Instructions to follow:
Check every line of the data below for the word "guard". Copy the ones that have it.

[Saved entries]
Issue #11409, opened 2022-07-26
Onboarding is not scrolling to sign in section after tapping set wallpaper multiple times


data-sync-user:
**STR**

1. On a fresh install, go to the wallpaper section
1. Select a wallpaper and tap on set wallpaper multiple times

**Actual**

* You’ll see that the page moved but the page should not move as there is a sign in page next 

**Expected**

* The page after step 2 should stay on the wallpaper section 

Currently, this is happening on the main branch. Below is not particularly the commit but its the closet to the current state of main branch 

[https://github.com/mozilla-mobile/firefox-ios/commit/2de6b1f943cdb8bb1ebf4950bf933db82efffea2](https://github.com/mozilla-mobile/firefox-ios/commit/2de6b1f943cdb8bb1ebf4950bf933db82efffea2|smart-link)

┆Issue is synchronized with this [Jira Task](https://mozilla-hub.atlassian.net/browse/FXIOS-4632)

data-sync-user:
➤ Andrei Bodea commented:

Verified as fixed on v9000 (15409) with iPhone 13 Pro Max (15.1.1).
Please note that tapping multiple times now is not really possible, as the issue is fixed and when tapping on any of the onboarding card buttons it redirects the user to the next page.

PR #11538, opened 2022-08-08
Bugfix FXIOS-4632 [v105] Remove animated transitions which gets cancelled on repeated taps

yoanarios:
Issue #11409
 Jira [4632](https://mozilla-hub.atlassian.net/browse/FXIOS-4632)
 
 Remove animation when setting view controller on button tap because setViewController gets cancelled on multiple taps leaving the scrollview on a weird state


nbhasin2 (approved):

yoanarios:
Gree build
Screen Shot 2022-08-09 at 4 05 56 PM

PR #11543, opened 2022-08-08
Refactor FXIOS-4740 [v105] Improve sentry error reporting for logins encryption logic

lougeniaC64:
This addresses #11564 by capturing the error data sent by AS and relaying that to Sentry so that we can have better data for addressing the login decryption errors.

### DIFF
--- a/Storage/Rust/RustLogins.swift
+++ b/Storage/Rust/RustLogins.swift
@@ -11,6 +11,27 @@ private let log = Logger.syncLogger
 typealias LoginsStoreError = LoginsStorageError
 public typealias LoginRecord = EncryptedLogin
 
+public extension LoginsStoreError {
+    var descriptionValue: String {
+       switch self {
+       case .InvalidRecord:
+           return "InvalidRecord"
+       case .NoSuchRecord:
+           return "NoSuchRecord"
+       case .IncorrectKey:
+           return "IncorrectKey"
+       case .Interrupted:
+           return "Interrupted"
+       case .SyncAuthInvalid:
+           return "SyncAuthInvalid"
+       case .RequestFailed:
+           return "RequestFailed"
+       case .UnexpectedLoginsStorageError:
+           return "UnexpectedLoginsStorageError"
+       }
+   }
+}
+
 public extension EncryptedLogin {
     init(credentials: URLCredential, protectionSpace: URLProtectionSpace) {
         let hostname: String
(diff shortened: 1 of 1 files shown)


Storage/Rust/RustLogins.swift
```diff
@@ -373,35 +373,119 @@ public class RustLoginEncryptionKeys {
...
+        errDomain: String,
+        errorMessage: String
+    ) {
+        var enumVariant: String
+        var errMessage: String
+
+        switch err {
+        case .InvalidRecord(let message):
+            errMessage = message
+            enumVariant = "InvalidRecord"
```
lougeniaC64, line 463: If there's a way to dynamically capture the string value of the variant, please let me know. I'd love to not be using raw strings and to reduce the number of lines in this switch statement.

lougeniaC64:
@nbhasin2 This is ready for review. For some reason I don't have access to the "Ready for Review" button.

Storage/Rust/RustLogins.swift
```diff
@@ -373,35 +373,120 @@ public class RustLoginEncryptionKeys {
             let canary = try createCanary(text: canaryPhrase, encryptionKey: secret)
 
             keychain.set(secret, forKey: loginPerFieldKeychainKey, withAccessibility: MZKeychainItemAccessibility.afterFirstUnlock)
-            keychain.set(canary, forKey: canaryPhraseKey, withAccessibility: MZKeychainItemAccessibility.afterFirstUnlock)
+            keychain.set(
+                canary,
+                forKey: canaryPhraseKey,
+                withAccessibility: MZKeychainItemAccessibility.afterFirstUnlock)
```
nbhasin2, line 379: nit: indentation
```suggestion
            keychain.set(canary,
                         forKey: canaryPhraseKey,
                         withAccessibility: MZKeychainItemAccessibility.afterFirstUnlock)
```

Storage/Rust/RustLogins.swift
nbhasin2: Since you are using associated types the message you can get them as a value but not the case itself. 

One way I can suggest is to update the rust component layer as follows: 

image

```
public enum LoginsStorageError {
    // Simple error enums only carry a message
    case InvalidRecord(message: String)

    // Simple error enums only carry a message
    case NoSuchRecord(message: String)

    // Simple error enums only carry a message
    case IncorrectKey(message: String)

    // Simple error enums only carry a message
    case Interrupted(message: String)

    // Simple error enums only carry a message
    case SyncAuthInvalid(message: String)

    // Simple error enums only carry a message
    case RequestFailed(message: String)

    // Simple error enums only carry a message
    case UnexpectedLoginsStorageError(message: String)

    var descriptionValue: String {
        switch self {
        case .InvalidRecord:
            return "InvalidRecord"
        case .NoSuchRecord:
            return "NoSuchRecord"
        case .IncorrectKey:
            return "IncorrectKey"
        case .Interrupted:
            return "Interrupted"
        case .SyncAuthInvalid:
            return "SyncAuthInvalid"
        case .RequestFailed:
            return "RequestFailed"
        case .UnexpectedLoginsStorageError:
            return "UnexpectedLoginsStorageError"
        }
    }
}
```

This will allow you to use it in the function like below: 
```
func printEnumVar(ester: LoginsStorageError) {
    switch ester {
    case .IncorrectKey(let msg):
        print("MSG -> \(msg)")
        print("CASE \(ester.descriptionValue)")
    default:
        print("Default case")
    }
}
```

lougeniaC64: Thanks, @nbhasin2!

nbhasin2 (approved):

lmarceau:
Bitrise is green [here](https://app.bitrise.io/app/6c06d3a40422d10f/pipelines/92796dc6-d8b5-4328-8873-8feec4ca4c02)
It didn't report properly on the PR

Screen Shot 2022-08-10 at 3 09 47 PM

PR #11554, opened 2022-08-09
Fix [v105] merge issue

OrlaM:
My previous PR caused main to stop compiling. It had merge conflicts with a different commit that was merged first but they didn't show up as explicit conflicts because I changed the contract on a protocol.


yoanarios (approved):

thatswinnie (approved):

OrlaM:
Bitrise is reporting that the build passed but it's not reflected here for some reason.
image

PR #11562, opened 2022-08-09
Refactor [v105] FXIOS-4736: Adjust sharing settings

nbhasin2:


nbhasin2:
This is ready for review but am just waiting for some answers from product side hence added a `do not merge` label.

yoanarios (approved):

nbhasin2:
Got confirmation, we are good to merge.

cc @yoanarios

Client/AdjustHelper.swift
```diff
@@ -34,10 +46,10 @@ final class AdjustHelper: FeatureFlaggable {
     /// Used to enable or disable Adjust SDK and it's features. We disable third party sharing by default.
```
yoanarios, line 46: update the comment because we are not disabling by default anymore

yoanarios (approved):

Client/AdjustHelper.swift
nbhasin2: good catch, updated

* * *

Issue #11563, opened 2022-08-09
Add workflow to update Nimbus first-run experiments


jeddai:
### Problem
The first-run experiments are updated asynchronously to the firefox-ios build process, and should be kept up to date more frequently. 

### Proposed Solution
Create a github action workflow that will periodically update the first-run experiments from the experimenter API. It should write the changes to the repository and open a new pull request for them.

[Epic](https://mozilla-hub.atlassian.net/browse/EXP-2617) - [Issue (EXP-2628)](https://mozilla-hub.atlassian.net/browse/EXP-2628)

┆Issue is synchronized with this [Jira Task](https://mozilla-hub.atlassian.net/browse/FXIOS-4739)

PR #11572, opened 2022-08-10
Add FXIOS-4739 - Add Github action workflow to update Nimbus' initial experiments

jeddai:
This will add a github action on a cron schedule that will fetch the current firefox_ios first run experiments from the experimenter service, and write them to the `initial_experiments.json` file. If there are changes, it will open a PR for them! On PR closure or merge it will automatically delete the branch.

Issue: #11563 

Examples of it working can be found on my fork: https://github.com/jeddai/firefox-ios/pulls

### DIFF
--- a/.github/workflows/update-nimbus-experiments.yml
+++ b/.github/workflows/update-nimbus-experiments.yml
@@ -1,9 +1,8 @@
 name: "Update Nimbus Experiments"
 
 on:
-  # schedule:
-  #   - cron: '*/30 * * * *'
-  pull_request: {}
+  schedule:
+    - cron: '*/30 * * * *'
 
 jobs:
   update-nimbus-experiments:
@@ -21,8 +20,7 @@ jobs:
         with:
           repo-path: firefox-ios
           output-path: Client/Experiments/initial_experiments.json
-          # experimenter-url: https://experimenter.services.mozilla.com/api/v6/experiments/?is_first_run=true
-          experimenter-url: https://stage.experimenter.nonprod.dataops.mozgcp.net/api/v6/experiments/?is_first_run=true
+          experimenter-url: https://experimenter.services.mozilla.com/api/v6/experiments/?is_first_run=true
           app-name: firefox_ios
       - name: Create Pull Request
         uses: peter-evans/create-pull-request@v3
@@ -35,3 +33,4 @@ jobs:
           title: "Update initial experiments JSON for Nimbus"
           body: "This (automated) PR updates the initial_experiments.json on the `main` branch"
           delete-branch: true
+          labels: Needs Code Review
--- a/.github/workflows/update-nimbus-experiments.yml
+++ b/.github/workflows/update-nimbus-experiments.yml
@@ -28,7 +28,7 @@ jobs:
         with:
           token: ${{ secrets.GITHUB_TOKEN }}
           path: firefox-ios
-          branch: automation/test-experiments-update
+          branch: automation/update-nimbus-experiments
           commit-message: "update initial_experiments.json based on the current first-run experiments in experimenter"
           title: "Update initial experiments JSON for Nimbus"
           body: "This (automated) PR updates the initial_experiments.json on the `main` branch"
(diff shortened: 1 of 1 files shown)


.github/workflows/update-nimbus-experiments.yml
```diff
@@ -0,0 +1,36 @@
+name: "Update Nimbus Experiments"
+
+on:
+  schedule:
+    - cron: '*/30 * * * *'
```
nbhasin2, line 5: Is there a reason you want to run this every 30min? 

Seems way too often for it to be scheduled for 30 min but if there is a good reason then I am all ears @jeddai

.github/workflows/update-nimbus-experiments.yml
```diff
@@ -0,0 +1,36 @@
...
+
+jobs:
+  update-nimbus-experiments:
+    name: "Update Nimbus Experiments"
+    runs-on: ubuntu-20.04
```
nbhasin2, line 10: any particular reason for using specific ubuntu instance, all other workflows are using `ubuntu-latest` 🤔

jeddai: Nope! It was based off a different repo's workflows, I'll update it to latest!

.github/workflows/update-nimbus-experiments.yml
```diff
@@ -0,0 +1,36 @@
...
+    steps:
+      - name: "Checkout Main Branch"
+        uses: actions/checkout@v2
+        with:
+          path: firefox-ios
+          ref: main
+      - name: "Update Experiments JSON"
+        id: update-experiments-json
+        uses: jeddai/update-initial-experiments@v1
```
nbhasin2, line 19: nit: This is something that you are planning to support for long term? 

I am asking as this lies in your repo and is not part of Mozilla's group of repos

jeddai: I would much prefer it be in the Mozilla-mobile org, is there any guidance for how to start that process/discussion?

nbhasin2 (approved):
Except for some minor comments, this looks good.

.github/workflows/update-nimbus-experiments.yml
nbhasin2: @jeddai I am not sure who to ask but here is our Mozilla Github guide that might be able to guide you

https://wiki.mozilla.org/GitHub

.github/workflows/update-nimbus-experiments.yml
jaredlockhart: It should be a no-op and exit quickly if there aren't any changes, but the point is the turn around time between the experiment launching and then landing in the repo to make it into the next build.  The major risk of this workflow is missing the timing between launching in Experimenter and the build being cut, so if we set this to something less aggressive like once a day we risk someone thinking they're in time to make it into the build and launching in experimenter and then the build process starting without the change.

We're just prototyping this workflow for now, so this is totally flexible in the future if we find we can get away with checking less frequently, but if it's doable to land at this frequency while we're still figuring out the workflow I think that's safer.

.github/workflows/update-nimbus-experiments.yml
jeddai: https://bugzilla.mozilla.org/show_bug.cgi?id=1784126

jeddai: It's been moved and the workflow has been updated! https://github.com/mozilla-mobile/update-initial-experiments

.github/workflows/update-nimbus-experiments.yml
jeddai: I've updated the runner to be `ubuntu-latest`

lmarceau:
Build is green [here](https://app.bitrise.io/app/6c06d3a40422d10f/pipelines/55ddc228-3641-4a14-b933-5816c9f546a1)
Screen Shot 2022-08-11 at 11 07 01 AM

* * *

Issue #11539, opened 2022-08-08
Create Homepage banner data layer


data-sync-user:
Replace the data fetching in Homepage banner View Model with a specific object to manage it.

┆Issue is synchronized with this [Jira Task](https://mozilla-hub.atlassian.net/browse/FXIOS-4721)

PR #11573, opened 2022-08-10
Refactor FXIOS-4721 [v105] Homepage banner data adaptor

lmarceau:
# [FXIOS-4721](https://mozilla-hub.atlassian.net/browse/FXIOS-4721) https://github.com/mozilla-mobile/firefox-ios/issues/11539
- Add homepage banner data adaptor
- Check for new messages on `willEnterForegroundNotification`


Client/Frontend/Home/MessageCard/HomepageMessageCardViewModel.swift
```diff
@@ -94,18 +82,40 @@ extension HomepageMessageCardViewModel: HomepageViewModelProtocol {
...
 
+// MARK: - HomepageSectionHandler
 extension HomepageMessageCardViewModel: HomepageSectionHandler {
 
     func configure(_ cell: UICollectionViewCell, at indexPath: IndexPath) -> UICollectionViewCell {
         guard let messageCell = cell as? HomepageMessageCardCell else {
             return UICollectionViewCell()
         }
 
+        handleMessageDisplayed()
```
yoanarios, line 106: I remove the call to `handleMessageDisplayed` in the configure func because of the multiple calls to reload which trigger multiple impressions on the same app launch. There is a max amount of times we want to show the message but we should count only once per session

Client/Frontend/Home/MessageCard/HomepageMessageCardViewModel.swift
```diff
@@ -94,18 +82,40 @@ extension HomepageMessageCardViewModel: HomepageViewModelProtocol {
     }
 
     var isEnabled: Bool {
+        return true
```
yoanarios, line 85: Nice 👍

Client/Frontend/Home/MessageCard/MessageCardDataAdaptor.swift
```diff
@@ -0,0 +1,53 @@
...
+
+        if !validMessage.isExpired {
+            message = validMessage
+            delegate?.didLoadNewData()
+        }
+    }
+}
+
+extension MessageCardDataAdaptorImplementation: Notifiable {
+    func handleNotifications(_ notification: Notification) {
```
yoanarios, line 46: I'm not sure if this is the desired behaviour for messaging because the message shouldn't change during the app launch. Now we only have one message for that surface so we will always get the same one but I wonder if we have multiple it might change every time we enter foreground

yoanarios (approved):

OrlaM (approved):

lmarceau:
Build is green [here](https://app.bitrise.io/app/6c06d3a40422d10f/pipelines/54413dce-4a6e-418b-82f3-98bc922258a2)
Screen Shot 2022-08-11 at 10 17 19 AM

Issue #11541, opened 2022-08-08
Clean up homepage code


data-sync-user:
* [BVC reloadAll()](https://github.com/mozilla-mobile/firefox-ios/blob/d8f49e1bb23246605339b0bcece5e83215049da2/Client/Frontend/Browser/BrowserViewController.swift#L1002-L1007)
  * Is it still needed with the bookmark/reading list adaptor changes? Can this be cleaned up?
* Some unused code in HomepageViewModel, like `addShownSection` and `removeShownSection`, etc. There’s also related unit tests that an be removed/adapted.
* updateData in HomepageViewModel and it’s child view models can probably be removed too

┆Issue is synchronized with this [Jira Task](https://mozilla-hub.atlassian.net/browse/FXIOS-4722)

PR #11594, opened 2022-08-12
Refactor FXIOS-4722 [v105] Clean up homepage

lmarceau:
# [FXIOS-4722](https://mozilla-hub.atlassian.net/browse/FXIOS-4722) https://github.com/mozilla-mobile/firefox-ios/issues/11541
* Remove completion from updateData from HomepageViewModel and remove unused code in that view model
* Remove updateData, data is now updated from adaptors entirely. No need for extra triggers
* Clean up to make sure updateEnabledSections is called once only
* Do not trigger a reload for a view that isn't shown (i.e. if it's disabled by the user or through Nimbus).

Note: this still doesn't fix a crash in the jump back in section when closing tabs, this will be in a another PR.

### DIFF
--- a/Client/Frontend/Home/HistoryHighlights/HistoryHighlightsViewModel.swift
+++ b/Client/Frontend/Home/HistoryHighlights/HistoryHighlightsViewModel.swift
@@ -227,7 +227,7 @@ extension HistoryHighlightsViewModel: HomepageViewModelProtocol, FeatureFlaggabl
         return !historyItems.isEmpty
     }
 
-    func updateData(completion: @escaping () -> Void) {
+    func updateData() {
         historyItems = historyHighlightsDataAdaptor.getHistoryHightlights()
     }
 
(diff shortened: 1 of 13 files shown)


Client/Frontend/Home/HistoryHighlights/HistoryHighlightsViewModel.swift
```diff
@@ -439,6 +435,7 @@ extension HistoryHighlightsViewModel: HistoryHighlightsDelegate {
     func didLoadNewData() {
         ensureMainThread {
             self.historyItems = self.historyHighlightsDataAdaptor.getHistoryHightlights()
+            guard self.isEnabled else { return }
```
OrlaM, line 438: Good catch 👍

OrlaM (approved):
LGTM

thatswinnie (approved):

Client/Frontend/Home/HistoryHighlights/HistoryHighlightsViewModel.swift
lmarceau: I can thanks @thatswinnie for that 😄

Worked solution:
         guard let messageCell = cell as? HomepageMessageCardCell else {
+            guard self.isEnabled else { return }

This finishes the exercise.